Try it out at Unmute.sh!
Unmute is a system that allows text LLMs to listen and speak by wrapping them in Kyutai's Text-to-speech and Speech-to-text models. The speech-to-text transcribes what the user says, the LLM generates a response in text, and the text-to-speech reads it out loud. Both the STT and TTS are optimized for low latency and the system works with any text LLM you like.
On a high level, it works like this:
graph LR
UB[User browser] --> T((Traefik))
T --> B(Backend)
T --> F(Frontend)
B --> STT(Speech-to-text)
B --> LLM(LLM)
B --> TTS(Text-to-speech)
- The user opens the Unmute website, served by the frontend.
- By clicking "connect", the user establishes a websocket connection to the backend, sending audio and other metadata back and forth in real time.
- The backend connects via websocket to the speech-to-text server, sending it the audio from the user and receiving back the transcription in real time.
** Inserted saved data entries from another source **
PR #10189, opened 2026-02-28
feat(utils): add fakeModel() builder

maahir30:
### Summary

- Adds a `fakeModel()` builder to `@langchain/core/utils/testing` that replaces the need for `FakeToolCallingModel`, `FakeToolCallingChatModel`, and all their custom subclasses with a single fluent API.
- The existing two fake model classes have confusing overlapping APIs, inconsistent `bindTools` behavior, and require 30+ line custom subclasses for common patterns like error injection. The builder eliminates all of that.

### The problem

Tests currently choose between two fake model classes with no guidance on which to use:

- `FakeToolCallingModel` — scripts tool-call sequences per turn, derives content from input
- `FakeToolCallingChatModel` — returns pre-built `BaseMessage` responses verbatim

They have subtle behavioral differences (`bindTools` return types, auto-reset logic, JSON schema support detection) that leak into production code as special cases. Testing "fail N times then succeed" requires a custom 30-line subclass with `vi.fn()` wrapping and unsafe casts — this pattern is repeated 7 times in `modelRetry.test.ts` alone.

### The solution
Add a new `fakeModel()` test utility to `@langchain/core/utils/testing` that provides a builder-pattern API for creating fake chat models with pre-configured responses. This makes it straightforward to script multi-turn agent interactions in unit tests without needing real LLM calls.

- **`fakeModel()`** factory function exported from `@langchain/core/utils/testing`
- **`FakeBuiltModel`** class extending `BaseChatModel` with the following builder methods:
  - `.respond(message | error | factory)` — queue a `BaseMessage`, throw an `Error`, or compute a response dynamically from the input messages
  - `.respondWithTools(toolCalls[])` — queue an `AIMessage` with tool calls (auto-generates IDs if not provided)
  - `.alwaysThrow(error)` — make every invocation throw, overriding the queue
  - `.structuredResponse(value)` — configure the return value for `withStructuredOutput()`
- **Shared state** across `.bindTools()` — response queue, call index, and call recording are preserved
- **Call recording** via `.calls` and `.callCount` for assertions on what the model received
- Comprehensive test suite covering response ordering, mixed sequencing, queue exhaustion, error handling, `bindTools`, and structured output

### DIFF
--- a/libs/langchain-core/src/utils/testing/fake_model_builder.ts
+++ b/libs/langchain-core/src/utils/testing/fake_model_builder.ts
@@ -31,7 +31,10 @@ interface FakeModelCall {
 }
 
 function deriveContent(messages: BaseMessage[]): string {
-  return messages.map((m) => m.text).filter(Boolean).join("-");
+  return messages
+    .map((m) => m.text)
+    .filter(Boolean)
+    .join("-");
 }
 
 let idCounter = 0;


libs/langchain-core/src/utils/testing/fake_model_builder.ts
```diff
@@ -0,0 +1,346 @@
...
+    return "fake-model-builder";
+  }
+
+  _combineLLMOutput() {
+    return [];
+  }
+
+  bindTools(tools: (StructuredTool | ToolSpec)[]) {
+    const merged = [...this.tools, ...tools];
+    const wrapped = formatToolDicts(merged, this.config.toolStyleValue);
```
hntrl: do we need to have this format to tool dicts logic? I'd almost consider this a legacy artifact of the older fake model logic

libs/langchain-core/src/utils/testing/fake_model_builder.ts
```diff
@@ -0,0 +1,346 @@
...
+    this._turns.push(
+      toolCalls.map((tc) => ({
+        name: tc.name,
+        args: tc.args,
+        id: tc.id,
+        type: "tool_call" as const,
+      }))
+    );
+    return this;
+  }
```
hntrl: I think we regard turn differently (though it is kind of a loaded term). Turn generally means that a user will submit a message, then an agent exhausts its tool call queue. Every time a user sends a new message it will be classified as a new turn. I wonder if a more explicit api for this should look like:

```typescript
fakeModel()
  .respondWithToolCalls()
  .respondWithMessage()
  .respondWithError()
``` 
or maybe there's a better shorthand for this?

libs/langchain-core/src/utils/testing/fake_model_builder.ts
```diff
@@ -0,0 +1,346 @@
...
+ * Creates a builder for a fake chat model suitable for testing.
+ *
+ * Two modes — use one or the other, not both:
+ *
+ * `.turn(toolCalls[])` — script tool-call sequences per model invocation.
+ * An empty array means no tool calls (terminal response).
+ * Content is derived from the input messages automatically.
+ *
+ * `.respond(message)` — supply pre-built `BaseMessage` responses.
+ * The model returns them in order.
```
hntrl: i'm admittedly a little bit lost on what the benefit of having these separate are, surely these are analogous? e.g. specifying a `turn` is the same as `responding` with an AIMessage formatted in a certain way

libs/langchain-core/src/utils/testing/fake_model_builder.ts
```diff
@@ -0,0 +1,346 @@
...
+/**
+ * Creates a builder for a fake chat model suitable for testing.
+ *
+ * Two modes — use one or the other, not both:
+ *
+ * `.turn(toolCalls[])` — script tool-call sequences per model invocation.
+ * An empty array means no tool calls (terminal response).
+ * Content is derived from the input messages automatically.
+ *
+ * `.respond(message)` — supply pre-built `BaseMessage` responses.
```
hntrl: wonder if it makes sense to allow either a message instance OR a factory method on these methods, e.g.

```typescript
.respond((input) => new BaseMessage(...))
// or
.respond(new BaseMessage(...))
```

libs/langchain-core/src/utils/testing/tests/fake_model_builder.test.ts
```diff
@@ -0,0 +1,302 @@
...
+
+  description = "A dummy tool";
+
+  schema = z.object({ input: z.string() });
+
+  // eslint-disable-next-line @typescript-eslint/no-explicit-any
+  async _call(_input: any) {
+    return "dummy result";
+  }
+})();
```
hntrl: y not just use `tool`

libs/langchain-core/src/utils/testing/fake_model_builder.ts
hntrl: ordering of the responses are determined by what order you call .respond with

libs/langchain-core/src/utils/testing/fake_model_builder.ts
```diff
@@ -0,0 +1,346 @@
...
+    this._structuredResponseValue = value;
+    return this;
+  }
+
+  toolStyle(style: ToolStyle): this {
+    this._toolStyleValue = style;
+    return this;
+  }
+
+  build(): FakeBuiltModel {
```
hntrl: if we go the direction of a single path "no modes" do we need to build the fake model? E.g. couldn't I do something like this since things are now declarative?

```typescript
const model = fakeModel()
  .respondWithToolCalls()
  .respondWithMessage()
  .respondWithError()

// no need to build
model.invoke()
```

libs/langchain-core/src/utils/testing/fake_model_builder.ts
maahir30: oh yea true, this formatting isn't really used at all. its dead weight so I'll remove it.

libs/langchain-core/src/utils/testing/fake_model_builder.ts
```diff
@@ -0,0 +1,275 @@
...
+                return (p as { text: string }).text;
+              }
+              return "";
+            })
+            .join("-");
+        } else {
+          return JSON.stringify(part);
+        }
+      })
+      .join("-");
```
hntrl: I think you can just use `message.text`

Issue #105, opened 2019-10-23
Idempotency: repeated Node Unpublish operations cause failure


okartau:
Background: in [pmem-csi driver](https://github.com/intel/pmem-csi) we added more idempotency conformance. 
To test, the repeated Node Volume operations were [added in csi-test](https://github.com/kubernetes-csi/csi-test/pull/229).
In process of upstreaming this change, the CI tests that use host-path-driver, fail:
https://prow.k8s.io/view/gcs/kubernetes-jenkins/pr-logs/pull/kubernetes-csi_csi-test/229/pull-kubernetes-csi-csi-test/1185891170576764931

host-path driver currently does not pay attention to repeated requests possibility, there are no mutexes that protect against related race conditions.

pohly:
We discussed this today in the Kubernetes-CSI standup and everyone agreed that a) this should be fixed in the hostpath driver and b) that having these idempotency tests in csi-test will be very useful.

BenTheElder:
what is necessary to fix this? just limiting the concurrency of operations in the driver?

BenTheElder:
xref: https://github.com/kubernetes-csi/csi-driver-host-path/issues/72, this sounds like a superset of that

okartau:
I created #139 to tolerate repeated NodeUnpublish requests.
My local testing shows that this allows hostpath driver to pass the added repeated csi-sanity testing currently coming in https://github.com/kubernetes-csi/csi-test/pull/229, so right now there is no need to add mutex locking to satisfy those repeated tests, as I can't see failures.

pohly:
> so right now there is no need to add mutex locking to satisfy those repeated tests, as I can't see failures.

This is a dangerous argument: that you haven't been able to trigger a problem caused by missing locking does not mean that the problem doesn't exist or that we don't need to do anything about it.

In practice the problem should be exceedingly rare. It only happens when two gRPC calls reach the driver at the same time and get processed in parallel. I think the idempotency tests don't cover that, they just issue the same call multiple times sequentially.

So while we don't need mutex locking to make the NodeUnpublishVolume idempotent, we still need it to make the code more robust.

okartau:
> This is a dangerous argument: that you haven't been able to trigger a problem caused by missing locking does not mean that the problem doesn't exist or that we don't need to do anything about it.

I agree, I did not mean we don't need to deal with locking at all, just that currently to-be-added test cases do not expose problem that we can see fixed by added locking.
[...]

PR #112, opened 2019-11-01
add mutex locks to protect hostPathVolumes and hostPathSnapshots

### LINKED ISSUE #72: map access needs lock
All `hostPathVolumes` and `hostPathSnapshots` map updates/reads need a lock.

/help
/good-first-issue

A-Hilaly:
**What type of PR is this?**

/kind feature

Use mutex locks to prevent from data races when concurrent updates/reads hit `hostPathVolumes` and `hostPathSnapshots`

Fixes #72 

```release-note
NONE
```

### DIFF
--- a/pkg/hostpath/hostpath.go
+++ b/pkg/hostpath/hostpath.go
@@ -21,6 +21,7 @@ import (
 	"io"
 	"os"
 	"path/filepath"
+	"sync"
 
 	"github.com/golang/glog"
 	"google.golang.org/grpc/codes"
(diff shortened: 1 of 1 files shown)


pohly:
This might be not enough by far to ensure that concurrent operations are handled safely by the driver. It locks the low-level data structures, but doesn't prevent the execution of a resent `CreateVolume` request, for example.

@okartau wanted to work on a full solution, see https://github.com/kubernetes-csi/csi-driver-host-path/issues/105

A-Hilaly:
Thanks for the clarification @pohly, I wasn't aware that #105 is related to this one.

PR #114, opened 2019-11-04
updated deployment: fix pod count, canary jobs

pohly:
**What type of PR is this?**
/kind failing-test

Canary jobs are failing without it: https://storage.googleapis.com/kubernetes-jenkins/logs/ci-kubernetes-csi-canary-on-kubernetes-1-14/1191339260892942337/build-log.txt

Also includes some other enhancements, see individual commits for details.

```release-note
NONE
```

### DIFF
--- a/deploy/util/deploy-hostpath.sh
+++ b/deploy/util/deploy-hostpath.sh
@@ -32,14 +32,15 @@ BASE_DIR=$(dirname "$0")
 # - IMAGE_TAG
 # These are used as fallback when the more specific variables are unset or empty.
 #
-# IMAGE_TAG=canary is ignored for images that are blacklisted in the deployment's
-# top-level README.md. This is meant for images which have known API breakages and
-# thus cannot work in those deployments anymore. For the purpose of this script,
-# any line matching " *-* <image name>< optional additional text>" is fine, for example:
+# IMAGE_TAG=canary is ignored for images that are blacklisted in the
+# deployment's optional canary-blacklist.txt file. This is meant for
+# images which have known API breakages and thus cannot work in those
+# deployments anymore. That text file must have the name of the blacklisted
+# image on a line by itself, other lines are ignored. Example:
 #
-#     The following canary images are known to be incompatible with this
-#     deployment:
-#     - csi-snapshotter (canary uses VolumeSnapshot v1beta)
+#     # The following canary images are known to be incompatible with this
+#     # deployment:
+#     csi-snapshotter
 #
 # Beware that the .yaml files do not have "imagePullPolicy: Always". That means that
 # also the "canary" images will only be pulled once. This is good for testing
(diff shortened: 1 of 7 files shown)


pohly:
/assign @xing-yang @ggriffiths 

@msau42 said that you were working on this, too?

xing-yang:
@pohly, Grant and I are trying to add a new folder for 1.17.  The PR is here:
https://github.com/kubernetes-csi/csi-driver-host-path/pull/98

Your PR is still needed to fix problems in existing folders.

deploy/util/deploy-hostpath.sh
```diff
@@ -132,7 +141,15 @@ for i in $(ls ${BASE_DIR}/hostpath/*.yaml | sort); do
             # Only do this for the images which are meant to be configurable.
             if update_image "$name"; then
                 prefix=$(eval echo \${${varname}_REGISTRY:-${IMAGE_REGISTRY:-${registry}}}/ | sed -e 's;none/;;')
-                suffix=$(eval echo :\${${varname}_TAG:-${IMAGE_TAG:-${tag}}})
+                if [ "$IMAGE_TAG" = "canary" ] &&
+                   [ -f ${BASE_DIR}/README.md ] &&
+                   grep -q "^ *-* *$name *" ${BASE_DIR}/README.md; then
```
msau42: Grepping the readme is a bit brittle... I would prefer some explicit ENV/flag/config file.

deploy/util/deploy-hostpath.sh
```diff
@@ -150,11 +167,13 @@ done
 # about the deployment here, otherwise we wouldn't know what to wait
 # for: the expectation is that we run attacher, provisioner,
 # snapshotter, resizer, socat and hostpath plugin in the default namespace.
+expected_running_pods=6
 cnt=0
-while [ $(kubectl get pods 2>/dev/null | grep '^csi-hostpath.* Running ' | wc -l) -lt 5 ] || ! kubectl describe volumesnapshotclasses.snapshot.storage.k8s.io 2>/dev/null >/dev/null; do
+while [ $(kubectl get pods 2>/dev/null | grep '^csi-hostpath.* Running ' | wc -l) -lt $expected_running_pods ] || ! kubectl describe volumesnapshotclasses.snapshot.storage.k8s.io 2>/dev/null >/dev/null; do
```
msau42: I think we should remove the check for volumesnapshot crds existing to be more compatible with the beta model where the it's the cluster deployer that's responsible for installing crds, not the csi driver.  cc @xing-yang

msau42:
Were you planning to address csi-attacher incompatibility issues in this PR too?

deploy/util/deploy-hostpath.sh
pohly: I chose the README.md because it is some useful additional information. Having said that, I am fine with some explicit config file in the deploy/kubernetes-x.yy directories. It has to be in a format that can be parsed from this shell script, so in the end it's still going to be using grep, though.

deploy/util/deploy-hostpath.sh
pohly: Makes sense, but that then needs to go into https://github.com/kubernetes-csi/csi-driver-host-path/pull/98.

deploy/util/deploy-hostpath.sh
pohly: Done.

msau42:
> > Were you planning to address csi-attacher incompatibility issues in this PR too?
> 
> Which incompatibility? Is canary of external-attacher also incompatible with all three old deployments? I can certainly also add that to the blacklists.

Yes that's why we bumped external-attacher version to 2.0.0.  It added new required RBAC rules.  Alternatively, we could bump the external-attacher version in older deployments to 2.0.0 if we wanted to because K8s API wise, it can still run against 1.14+.

deploy/util/deploy-hostpath.sh
msau42: That's fine, I'm just looking for a file with a well-known syntax to parse, rather than a free-form readme.

msau42:
/lgtm
/approve
to fix snapshotter version on older deployments.  Canary jobs will probably still fail due to attacher, but we can resolve that separately.

pohly:
> Yes that's why we bumped external-attacher version to 2.0.0. It added new required RBAC rules.
> Alternatively, we could bump the external-attacher version in older deployments to 2.0.0 if we wanted to because K8s API wise, it can still run against 1.14+.

As discussed elsewhere, we recommend v2.0.0 only for Kubernetes >= 1.15, so we shouldn't bother testing it on 1.14. Therefore I prefer to blacklist it there -> https://github.com/kubernetes-csi/csi-driver-host-path/pull/116

PR #117, opened 2019-11-05
system pod logging

pohly:
**What type of PR is this?**
/kind failing-test

This imports the updated csi-release-tools with logging of system containers, which will be useful for the periodic Prow jobs (now) and pull request testing (after doing a release and bumping up the version of csi-driver-host-path that is used in those jobs).

```release-note
NONE
```

### DIFF
--- a/release-tools/prow.sh
+++ b/release-tools/prow.sh
@@ -683,16 +683,16 @@ EOF
 
 }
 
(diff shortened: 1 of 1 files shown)


pohly:
/assign @msau42 

I considered just closing this PR and then import via another round of automated csi-release-tools updates, but this should be useful already now, so I propose to merge it.

PR #120, opened 2019-11-14
[Test] delete kind cluster after tests run

mucahitkurt:
Delete kind cluster after tests run. Inside a real Prow job it is better to clean up at runtime instead of leaving that to the Prow job cleanup code because the later sometimes times out.

Related issue is https://github.com/kubernetes-csi/csi-release-tools/issues/24

### DIFF
--- a/release-tools/prow.sh
+++ b/release-tools/prow.sh
@@ -579,7 +579,18 @@ EOF
     KUBECONFIG="$(kind get kubeconfig-path --name=csi-prow)"
     export KUBECONFIG
 }
-
+# Deletes kind cluster inside a prow job
+delete_cluster_inside_prow_job() {
+    # Inside a real Prow job it is better to clean up at runtime
+    # instead of leaving that to the Prow job cleanup code
+    # because the later sometimes times out (https://github.com/kubernetes-csi/csi-release-tools/issues/24#issuecomment-554765872).
+    if [ "$JOB_NAME" ]; then
+        if kind get clusters | grep -q csi-prow; then
+            run kind delete cluster --name=csi-prow || die "kind delete failed"
+        fi
+        unset KUBECONFIG
+    fi
+}
 # Looks for the deployment as specified by CSI_PROW_DEPLOYMENT and CSI_PROW_KUBERNETES_VERSION
 # in the given directory.
 find_deployment () {
@@ -1017,6 +1028,7 @@ main () {
                     fi
                 fi
             fi
+            delete_cluster_inside_prow_job
         fi
 
         if tests_need_alpha_cluster && [ "${CSI_PROW_E2E_ALPHA_GATES}" ]; then
@@ -1047,6 +1059,7 @@ main () {
                     fi
                 fi
             fi
+            delete_cluster_inside_prow_job
         fi
     fi
 


pohly:
Can you explain why you want this changed?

- Once the speech-to-text detects that the user has stopped speaking and it's time to generate a response, the backend connects to an LLM server to retrieve the response. We host our own LLM using VLLM, but you could also use an external API like OpenAI or Mistral.
- As the response is being generated, the backend feeds it to the text-to-speech server to read it out loud, and forwards the generated speech to the user.
- Traefik routes requests to paths under
/api
to the backend and the rest to the frontend.
Note
If something isn't working for you, don't hesistate to open an issue. We'll do our best to help you figure out what's wrong.
We provide multiple ways of deploying your own unmute.sh:
Name | Number of gpus | Number of machines | Difficulty | Documented | Kyutai support |
---|---|---|---|---|---|
Docker compose | 1+ | 1 | Very easy | ✅ | ✅ |
Without Docker | 1 to 3 | 1 to 5 | Easy | ✅ | ✅ |
Docker swarm | 1 to ~100 | 1 to ~100 | Medium | ✅ | ❌ |
Since Unmute is a complex system with many services that need to be running at the same time, we recommend using Docker Compose to run Unmute. It allows you to start or stop all services using a single command. Since the services are Docker containers, you get a reproducible environment without having to worry about dependencies.
While we support deploying with Docker compose and without Docker, the Docker Swarm deployment is only given to show how we deploy and scale unmute.sh. It looks a lot like the compose files, but since debugging multi-nodes applications is hard, we cannot help you debug the swarm deployment.
You can use any LLM you want. By default, Unmute uses Mistral Small 3.2 24B as the LLM. (Gemma 3 12B is also a good choice.) This model is freely available but requires you to accept the conditions to accept it:
- Create a Hugging Face account.
- Accept the conditions on the Mistral Small 3.2 24B model page.
- Create an access token. You can use a fine-grained token, the only permission you need to grant is "Read access to contents of all public gated repos you can access". Do not use tokens with write access when deploying publicly. In case the server is compromised somehow, the attacker would get write access to any models/datasets/etc. you have on Hugging Face.
- Add the token into your
~/.bashrc
or equivalent asexport HUGGING_FACE_HUB_TOKEN=hf_...your token here...
Make sure you have Docker Compose installed. You'll also need the NVIDIA Container Toolkit to allow Docker to access your GPU. To make sure the NVIDIA Container Toolkit is installed correctly, run:
sudo docker run --rm --runtime=nvidia --gpus all ubuntu nvidia-smi
If you use meta-llama/Llama-3.2-1B,
the default in docker-compose.yml
, 16GB of GPU memory is sufficient.
If you're running into memory issues, open docker-compose.yml
and look for NOTE:
comments to see places that you might need to adjust.
On a machine with a GPU, run:
# Make sure you have the environment variable with the token:
echo $HUGGING_FACE_HUB_TOKEN # This should print hf_...something...
docker compose up --build
On Unmute.sh, we run the speech-to-text, text-to-speech, and the VLLM server on separate GPUs, which improves the latency compared to a single-GPU setup. The TTS latency decreases from ~750ms when running everything on a single L40S GPU to around ~450ms on Unmute.sh.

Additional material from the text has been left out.